Se levanta el parche de golpe, su ojo es una especie de clara de huevo sucia de sangre y carcomida por varices gris-azuladas.
—Ya te lo he dicho —prosigue—, esta minusvalía me ha enseñado muchas cosas, sobre mí mismo y sobre la vida. En cuanto nos concierne, estoy de acuerdo contigo, estamos en paz.
Le cuesta horrores pronunciar esta última frase. Y a mí me cuesta horrores aceptar que la escucho.
—Estábamos en paz. ¡Viniendo aquí me atacas de nuevo! —respondo de repente.
—No he venido para vengarme de ti, ya te lo he dicho, he venido para llevarme a Miss Acacia a Edimburgo. Hace años que le doy vueltas a este momento. Incluso mientras besaba a otras mujeres.
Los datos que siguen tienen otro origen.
PR #519, opened 2019-08-02
Automatically bold data from search in user-select template

skjnldsv:
Protected against xss 
Capture d’écran_2019-08-02_17-04-42

### DIFF
--- a/src/components/Multiselect/AvatarSelectOption.vue
+++ b/src/components/Multiselect/AvatarSelectOption.vue
@@ -62,24 +62,23 @@ export default {
 </docs>
 
 <template>
-	<span class="option" v-bind="dataBind">
+	<span class="option">
 		<Avatar :display-name="displayName" :user="user"
 			:is-no-user="isNoUser"
 			:disable-menu="true" :disable-tooltip="true"
 			class="option__avatar" />
 		<div class="option__desc">
-			<span class="option__desc--lineone">
-				{{ displayName }}
-			</span>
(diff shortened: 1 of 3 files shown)


src/components/Multiselect/AvatarSelectOption.vue
```diff
@@ -130,12 +129,26 @@ export default {
...
 	},
 
 	methods: {
-		toKebabCase: (string) => {
+		toKebabCase(string) {
 			return string.replace(/([a-z0-9]|(?=[A-Z]))([A-Z])/g, '$1-$2').toLowerCase()
+		},
+		highlightPhrase(text) {
+			if (!this.search.length) return text
+			return text.replace(this.search, `<strong>${this.search}</strong>`)
```
juliushaertl: This only works for the first occurrence

skjnldsv: how so?

juliushaertl: > If pattern is a string, only the first occurrence will be replaced.

https://developer.mozilla.org/en-US/docs/Web/JavaScript/Reference/Global_Objects/String/replace

skjnldsv: Ah yes! sure :)

skjnldsv: Capture d’écran_2019-08-02_17-17-43
Fixed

Tu jodido tic-tac ha resonado de tal modo en mi cabeza que tengo la impresión de que el día que me destrozaste el ojo me inoculaste también tu enfermedad. Si ella no me quiere, me iré. En caso contrario, serás tú quien tendrá que desaparecer. No te guardo ningún rencor, pero sigo enamorado de ella.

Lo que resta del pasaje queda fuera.